5.1 Defining the Genus Homo

Introduction to Anthropology5.1 Defining the Genus Homo

Learning Objectives

By the end of this section, you will be able to:

  • Describe the time periods and geological context of the genus Homo.
  • Identify some key differences between the genus Homo and Australopithecus.
  • Define some of the limitations of and challenges in the classification of hominin species in the genus Homo.
  • Explain the concept of encephalization as it relates to early hominin evolutionary development and as a tool for hominin classification.

Putting Homo into Context

Before learning about the hominin species that make up the category genus Homo, it will be helpful to become familiar with the key archaeological time periods with which Homo is associated. The species and cultural developments mentioned below will be explored in greater detail in the sections that follow.

  • Lower Paleolithic (from roughly 3 million years ago to approximately 300,000 BCE): This period includes H. habilis and the Oldowan tool industry, followed by H. ergaster and the Acheulean tool industry.
  • Middle Paleolithic (approximately 300,000–40,000 BCE): This period includes continued use of Acheulean tools by H. heidelbergensis, followed by H. neanderthalensis and the Mousterian tool industry.
  • Upper Paleolithic (approximately 43,000–26,000 BCE): The Upper Paleolithic saw the emergence of cave art like that found in the famous Chauvet Cave in France (Figure 5.29), Venus figurines (Figure 5.28), and an increased use of bone and antler in tools and jewelry. The most recent ice age occurred during this time, with glaciers covering huge parts of the planet. The emergence of Paleoindians and the use of Clovis points, which were used to kill large game such as mastodons and mammoths, occurred near the end of this time period.
  • Epipaleolithic/Mesolithic (approximately 13,000--8,000 BCE, depending on the location): Corresponding with the ending of the last ice age and the extinction of species such as mastodons, this period saw a further transition toward the hunter-gatherer cultures. It is characterized by the development of certain ceramics and especially of microliths, which are smaller, more precise stone tools. The mesolithic is not a defined period in all parts of the world, and its time boundaries vary significantly by geographic region.
  • Neolithic (Agricultural Age) (8,000–3,000 BCE): New innovations appear during the agricultural age, or “Neolithic revolution,” as H. sapiens set up permanent settlements. Humans begin to transition from being hunters and gatherers to growing grow crops, owning land, and domesticating animals.

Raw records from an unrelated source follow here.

PR #58, opened 2020-08-27
OBJ-226 Get action code from Oracle Query API

mwestacott:


src/main/java/uk/gov/companieshouse/api/strikeoffobjections/service/impl/ObjectionService.java
```diff
@@ -61,22 +64,28 @@ public ObjectionService(ObjectionRepository objectionRepository,
...
 
     @Override
     public Objection createObjection(String requestId, String companyNumber, String ericUserId, String ericUserDetails) {
         Map<String, Object> logMap = buildLogMap(companyNumber, null, null);
         logger.infoContext(requestId, "Creating objection", logMap);
 
-        // TODO OBJ-231 process query result and return eligibility status
+        long actionCode = oracleQueryClient.getCompanyActionCode(companyNumber);
+
+        logger.debugContext(requestId, "Company action code is " + actionCode);
```
mwestacott, line 86: Since the story doesn't specify how to deal with negative scenarios (and the fact that @markpit 's PR that will do the action code checks is close to being finished) I think just logging the code might be fine for now.

ICoxCH:
I am happy with this, but this pr seems a good place. In the pom.xml there is a commented section about the jdbc and oracle driver dependencies. I believe with this approach using the query api, we can remove that commented section as we do not need it

ICoxCH (approved):

src/main/java/uk/gov/companieshouse/api/strikeoffobjections/service/impl/ObjectionService.java
```diff
@@ -61,22 +64,28 @@ public ObjectionService(ObjectionRepository objectionRepository,
...
+        this.oracleQueryClient = oracleQueryClient;
     }
 
     @Override
     public Objection createObjection(String requestId, String companyNumber, String ericUserId, String ericUserDetails) {
         Map<String, Object> logMap = buildLogMap(companyNumber, null, null);
         logger.infoContext(requestId, "Creating objection", logMap);
 
-        // TODO OBJ-231 process query result and return eligibility status
+        long actionCode = oracleQueryClient.getCompanyActionCode(companyNumber);
```
markpit, line 84: how about having the client call and logging in a separate method?
then we could just say
long actionCode = getActionCode(companyNumber);

src/main/java/uk/gov/companieshouse/api/strikeoffobjections/client/OracleQueryClient.java
```diff
@@ -0,0 +1,25 @@
...
+    @Autowired
+    private RestTemplate restTemplate;
+
+    @Value("${ORACLE_QUERY_API_URL}")
+    private String oracleQueryApiUrl;
+
+    public Long getCompanyActionCode(String companyNumber) {
+        String getCompanyActionCodeUrl = String.format("%s/company/%s/action-code", oracleQueryApiUrl, companyNumber);
+
+        ResponseEntity<Long> response = restTemplate.getForEntity(getCompanyActionCodeUrl, Long.class);
```
markpit, line 21: what happens if we get a 404 returned?

mwestacott: The service errors - it's caught and logged by the controller and an internal server error is thrown. But, that's what lead me on to that issue we have (I think) within the web client, where it doesn't handle these correctly. It's not related to this change but a general problem. Will post something in Slack and then raise a defect.

This PR is fine though.

markpit (approved):

PR #59, opened 2020-08-28
OBJ-242 chips client stub

mattch1:
Stubbed client and unit test. As the method is void there is not a lot to add.

### DIFF
--- a/src/main/java/uk/gov/companieshouse/api/strikeoffobjections/chips/ChipsClient.java
+++ b/src/main/java/uk/gov/companieshouse/api/strikeoffobjections/chips/ChipsClient.java
@@ -4,9 +4,6 @@ import org.springframework.beans.factory.annotation.Autowired;
 import org.springframework.stereotype.Component;
 import uk.gov.companieshouse.api.strikeoffobjections.common.ApiLogger;
 
-import java.util.HashMap;
-import java.util.Map;
-
 @Component
 public class ChipsClient {
 
--- a/src/main/java/uk/gov/companieshouse/api/strikeoffobjections/chips/ChipsClient.java
+++ b/src/main/java/uk/gov/companieshouse/api/strikeoffobjections/chips/ChipsClient.java
@@ -19,7 +19,6 @@ public class ChipsClient {
 
     public void sendToChips(String requestId){
         // TODO OBJ-240 add contact model object and send to CHIPS
-        Map<String, Object> logMap = new HashMap<>();
-        apiLogger.infoContext(requestId, "Sending contact to CHIPS", logMap);
+        apiLogger.infoContext(requestId, "Sending contact to CHIPS");
     }
 }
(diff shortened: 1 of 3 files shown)


src/test/java/chips/ChipsClientTest.java
```diff
@@ -0,0 +1,33 @@
+package chips;
```
mwestacott, line 1: Package is wrong here. Needs to match where the class is and the ChipsClient import statement below should then not be needed.

src/test/java/chips/ChipsClientTest.java
```diff
@@ -0,0 +1,33 @@
...
+    private ChipsClient chipsClient;
+
+    @Mock
+    private ApiLogger apiLogger;
+
+    @Test
+    void testSendMessageToChips(){
+        // TODO OBJ-240 test sending contact data to CHIPS
+        chipsClient.sendToChips(REQUEST_ID);
+        assertEquals("test123", REQUEST_ID);
```
mwestacott, line 30: This assertion is pretty pointless - it's checking the unit-test code not the implementation. Appreciate there's very little at the moment in the implementation to check. Maybe this test class just isn't required at this point?

markpit: the real method will call apiLogger, so you could verify that apiLogger is called...

src/main/java/uk/gov/companieshouse/api/strikeoffobjections/chips/ChipsClient.java
```diff
@@ -0,0 +1,25 @@
...
+    private ApiLogger apiLogger;
+
+    @Autowired
+    public ChipsClient(ApiLogger apiLogger) {
+        this.apiLogger = apiLogger;
+    }
+
+    public void sendToChips(String requestId){
+        // TODO OBJ-240 add contact model object and send to CHIPS
+        Map<String, Object> logMap = new HashMap<>();
```
markpit, line 22: there should be an infoContext method without a logMap, no point passing in an empty one.

src/test/java/chips/ChipsClientTest.java
mattch1: Refactored

src/test/java/chips/ChipsClientTest.java
mattch1: Made assertion more meaningful - please bear mind that this is a stub.

src/main/java/uk/gov/companieshouse/api/strikeoffobjections/chips/ChipsClient.java
mattch1: Removed empty log map.

markpit (approved):

markpit:
There's a couple of Sonar issues to fix

markpit (approved):

mwestacott (approved):

PR #61, opened 2020-08-28
OBJ-231 Integrate action code validation into create objection

markpit:
Plugging in the actionCodeValidator into ObjectionService so we can validate the action code when creating a new Objection

Also, the ObjectionService constructor args list had grown too large (Sonar) so had to move them out into fields.

### DIFF
--- a/src/main/java/uk/gov/companieshouse/api/strikeoffobjections/model/entity/Objection.java
+++ b/src/main/java/uk/gov/companieshouse/api/strikeoffobjections/model/entity/Objection.java
@@ -19,7 +19,7 @@ public class Objection {
         private String companyNumber;
         private String reason;
         private ObjectionStatus status;
-        private int actionCode;
+        private Long actionCode;
         private String httpRequestId;
 
         public Builder withCreatedOn(LocalDateTime createdOn) {
@@ -48,7 +48,7 @@ public class Objection {
             return this;
         }
 
-        public Builder withActionCode(int actionCode) {
+        public Builder withActionCode(Long actionCode) {
             this.actionCode = actionCode;
             return this;
         }
@@ -86,7 +86,7 @@ public class Objection {
     @Field("status")
     private ObjectionStatus status;
     @Field("action_code")
-    private int actionCode;
+    private Long actionCode;
     @Field("http_request_id")
     @JsonIgnore
     private String httpRequestId;
@@ -153,11 +153,11 @@ public class Objection {
         this.status = status;
     }
 
-    public int getActionCode() {
+    public Long getActionCode() {
         return actionCode;
     }
 
-    public void setActionCode(int actionCode) {
+    public void setActionCode(Long actionCode) {
         this.actionCode = actionCode;
     }
 
--- a/src/main/java/uk/gov/companieshouse/api/strikeoffobjections/service/impl/ObjectionService.java
+++ b/src/main/java/uk/gov/companieshouse/api/strikeoffobjections/service/impl/ObjectionService.java
@@ -50,36 +50,32 @@ public class ObjectionService implements IObjectionService {
     private static final String ATTACHMENT_NOT_DELETED_SHORT = "Unable to delete attachment %s";
     private static final String INVALID_PATCH_STATUS = "Unable to patch status to %s for Objection id: %s";
 
+    @Autowired
     private ObjectionRepository objectionRepository;
-    private ApiLogger logger;
-    private Supplier<LocalDateTime> dateTimeSupplier;
-    private ObjectionPatcher objectionPatcher;
-    private FileTransferApiClient fileTransferApiClient;
-    private ERICHeaderParser ericHeaderParser;
-    private ObjectionProcessor objectionProcessor;
-    private OracleQueryClient oracleQueryClient;
-    private ActionCodeValidator actionCodeValidator;
 
     @Autowired
-    public ObjectionService(ObjectionRepository objectionRepository,
-                            ApiLogger logger,
-                            Supplier<LocalDateTime> dateTimeSupplier,
-                            ObjectionPatcher objectionPatcher,
-                            FileTransferApiClient fileTransferApiClient,
-                            ERICHeaderParser ericHeaderParser,
-                            ObjectionProcessor objectionProcessor,
-                            OracleQueryClient oracleQueryClient,
-                            ActionCodeValidator actionCodeValidator) {
-        this.objectionRepository = objectionRepository;
-        this.logger = logger;
-        this.dateTimeSupplier = dateTimeSupplier;
-        this.objectionPatcher = objectionPatcher;
-        this.fileTransferApiClient = fileTransferApiClient;
-        this.ericHeaderParser = ericHeaderParser;
-        this.objectionProcessor = objectionProcessor;
-        this.oracleQueryClient = oracleQueryClient;
-        this.actionCodeValidator = actionCodeValidator;
-    }
+    private ApiLogger logger;
+
+    @Autowired
+    private Supplier<LocalDateTime> dateTimeSupplier;
+
+    @Autowired
+    private ObjectionPatcher objectionPatcher;
+
+    @Autowired
+    private FileTransferApiClient fileTransferApiClient;
+
+    @Autowired
+    private ERICHeaderParser ericHeaderParser;
+
+    @Autowired
+    private ObjectionProcessor objectionProcessor;
+
+    @Autowired
+    private OracleQueryClient oracleQueryClient;
+
+    @Autowired
+    private ActionCodeValidator actionCodeValidator;
 
     @Override
     public Objection createObjection(String requestId, String companyNumber, String ericUserId, String ericUserDetails) {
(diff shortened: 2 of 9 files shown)


ICoxCH (approved):

src/main/java/uk/gov/companieshouse/api/strikeoffobjections/model/entity/Objection.java
```diff
@@ -86,7 +86,7 @@ public Objection build() {
     @Field("status")
     private ObjectionStatus status;
     @Field("action_code")
-    private int actionCode;
+    private Long actionCode;
```
mattch1, line 89: Should this be primitive in the object itself?

markpit: shouldn't matter due to auto boxing, just that i'd done the validation with Long so tried to keep it consistent.

src/test/java/uk/gov/companieshouse/api/strikeoffobjections/service/impl/ObjectionServiceTest.java
```diff
@@ -95,37 +102,78 @@
...
         assertEquals(MOCKED_TIME_STAMP, objectionResponse.getCreatedOn());
         assertEquals(COMPANY_NUMBER, objectionResponse.getCompanyNumber());
-        assertEquals(ObjectionStatus.OPEN, objectionResponse.getStatus());
+        assertEquals(OPEN, objectionResponse.getStatus());
         assertEquals(AUTH_ID, objectionResponse.getCreatedBy().getId());
         assertEquals(E_MAIL, objectionResponse.getCreatedBy().getEmail());
     }
 
+    @Test
+    void createObjectionIneligibleStatusTest() throws ValidationException {
```
mattch1, line 154: Is there a test scenario for 209 ticket where the code is neither eligible nor ineligible - is that covered anywhere on another ticket perhaps?

src/test/java/uk/gov/companieshouse/api/strikeoffobjections/service/impl/ObjectionServiceTest.java
```diff
@@ -69,6 +74,8 @@
     private static final String ATTACHMENT_ID = "12348765";
     private static final String REASON = "REASON";
     private static final String ACCESS_URL = "/dummyUrl";
+    private static final Long ACTION_CODE_OK = 3000L;
```
mattch1, line 77: Are these made up action/ineligibility codes for test purposes?

src/main/java/uk/gov/companieshouse/api/strikeoffobjections/model/entity/Objection.java
mattch1: As long as there's no danger of Long being null that should be fine.

src/test/java/uk/gov/companieshouse/api/strikeoffobjections/service/impl/ObjectionServiceTest.java
markpit: yes, it's just to test that the same value is being populated in the objection that is saved to mongo.

src/main/java/uk/gov/companieshouse/api/strikeoffobjections/model/entity/Objection.java
markpit: I hadn't thought of a null situation. I'll change to primitive then.

src/test/java/uk/gov/companieshouse/api/strikeoffobjections/service/impl/ObjectionServiceTest.java
markpit: The AllowedValuesValidationRuleTest should cover that scenario, which basically checks that if a value is in the list of 'ok' values, it is ok, if it is not in the list then a validation exception gets thrown.

src/main/java/uk/gov/companieshouse/api/strikeoffobjections/model/entity/Objection.java
ICoxCH: What would be better a null pointer exception or a default value of 0 being assigned?

markpit: actually, yes, a null in mongo would indicate a missing action code, perhaps companies can have no action code anyway? 0 might indicate an actual 0 code or possible missing code. I think i'll leave it as is then.

src/main/java/uk/gov/companieshouse/api/strikeoffobjections/validation/AllowedValuesValidationRule.java
```diff
@@ -22,7 +22,7 @@ public AllowedValuesValidationRule(List<T> allowableValues,
     @Override
     public void validate(T input, String logContext) throws ValidationException {
         if (!allowableValues.contains(input)) {
-            apiLogger.debugContext(logContext, String.format("%s is not an allowed value", input));
+            apiLogger.debugContext(logContext, String.format("AllowedValuesValidationRule %s is not an allowed value", input));
```
mwestacott, line 25: You could use Class.getSimpleName() here instead of repeating the class name. Same in the other rule log statement.

src/main/java/uk/gov/companieshouse/api/strikeoffobjections/model/entity/Objection.java
mattch1: We could have -1 - just think of what we return to the web module in this scenario.

markpit: I guess you could still have a -1 action code in chips DB

mattch1: As long the web will handle a value of null we should be ok.

markpit: thinking about it, we don't actually return the action code to the web, just the objection status (enum value)

src/main/java/uk/gov/companieshouse/api/strikeoffobjections/service/impl/ObjectionService.java
```diff
@@ -94,12 +93,36 @@ public Objection createObjection(String requestId, String companyNumber, String
...
+
+        logger.debugContext(requestId, "Company action code is " + actionCode);
+
+        return actionCode;
+    }
+
+    private ObjectionStatus getObjectionStatusForCreate(Long actionCode, String companyNumber, String logContext) {
+        ObjectionStatus objectionStatus = ObjectionStatus.OPEN;
+        try {
+            actionCodeValidator.validate(actionCode, logContext);
```
mattch1, line 114: Might be a good idea to have a null check here if the action code is to be Long.

src/main/java/uk/gov/companieshouse/api/strikeoffobjections/model/entity/Objection.java
mattch1: of course this action code does not get returned to the web - think of the wrong place. However, we may want to check for null where this action code intersects with creating the status that we do return to the web - added another comment below.

src/main/java/uk/gov/companieshouse/api/strikeoffobjections/service/impl/ObjectionService.java
mwestacott: Maybe I shouldn't have used a non-primitive type in my earlier PR to get the action code, thereby making it clear (enforcing) that non-null values are just not allowed?

markpit: > Might be a good idea to have a null check here if the action code is to be Long.

if it is null, it should be validated as normal. The AllowedValuesValidationRule will throw a ValidationException containing ObjectionStatus.INELIGIBLE_NO_DISSOLUTION_ACTION if it is null, as null is not one of the codes specified in OBJ-209 (these codes are in config ACTION_CODES_STRIKE_OFF_NOTICE). I can add an extra unit test for that rule to test a null value being passed into it.

markpit: > Maybe I shouldn't have used a non-primitive type in my earlier PR to get the action code, thereby making it clear (enforcing) that non-null values are just not allowed?

I think it's ok, it covers a scenario where a company has no action code

src/main/java/uk/gov/companieshouse/api/strikeoffobjections/validation/AllowedValuesValidationRule.java
markpit: updated to use getSimpleName()

src/main/java/uk/gov/companieshouse/api/strikeoffobjections/service/impl/ObjectionService.java
markpit: I've added extra unit tests to the validation rules and they work as expected when passing null into them.

mattch1 (approved):
Good to have those extra unit tests.

src/main/java/uk/gov/companieshouse/api/strikeoffobjections/service/impl/ObjectionService.java
mwestacott: > > Maybe I shouldn't have used a non-primitive type in my earlier PR to get the action code, thereby making it clear (enforcing) that non-null values are just not allowed?
> 
> I think it's ok, it covers a scenario where a company has no action code

Oh yes, true. And just seen that it is a nullable column in the database (although I did think that a company always had an action code).

mwestacott (approved):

The Challenge of Defining the Genus Homo

The previous chapter introduced the australopithecines, who were diverse in their physical characteristics (gracile and robust), with large jaws and teeth and small brain size. A key characteristic shared by both the australopithecines and the genus Homo is bipedalism. The transition to bipedalism is linked with various anatomical changes, including longer legs, changes in spinal curvature, and the development of arches in the feet to conserve energy and increase balance when walking.

What criteria other than bipedalism might be used to classify a species under the genus Homo? Many anthropologists have attempted to establish specific criteria to use in determining a classification of Homo. Paleoanthropologists Mary Leakey, Louis Leakey, and John Napier, as well as primatologist Phillip Tobias, were among the first to extensively study the fossils of Homo habilis, considered to be one of the earliest species in the genus Homo. H. habilis had a brain size of around 661–700 cc, which was larger than the australopithecines’, with hands that were capable of the dexterity needed for making tools, due to bone structure changes and a repositioning of the thumb, which allowed for better grip.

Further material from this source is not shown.